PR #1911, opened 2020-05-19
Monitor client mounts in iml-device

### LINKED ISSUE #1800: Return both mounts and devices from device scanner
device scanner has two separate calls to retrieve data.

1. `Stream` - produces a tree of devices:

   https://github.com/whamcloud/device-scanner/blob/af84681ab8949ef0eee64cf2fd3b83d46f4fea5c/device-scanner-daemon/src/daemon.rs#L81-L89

**YOUR ASSIGNMENT**. Your task is to reproduce, exactly and exclusively, the lines from the one holding "device scanner has" through the final line of the listing.

**TASK OUTPUT**.
device scanner has two separate calls to retrieve data.

1. `Stream` - produces a tree of devices:

   https://github.com/whamcloud/device-scanner/blob/af84681ab8949ef0eee64cf2fd3b83d46f4fea5c/device-scanner-daemon/src/daemon.rs#L81-L89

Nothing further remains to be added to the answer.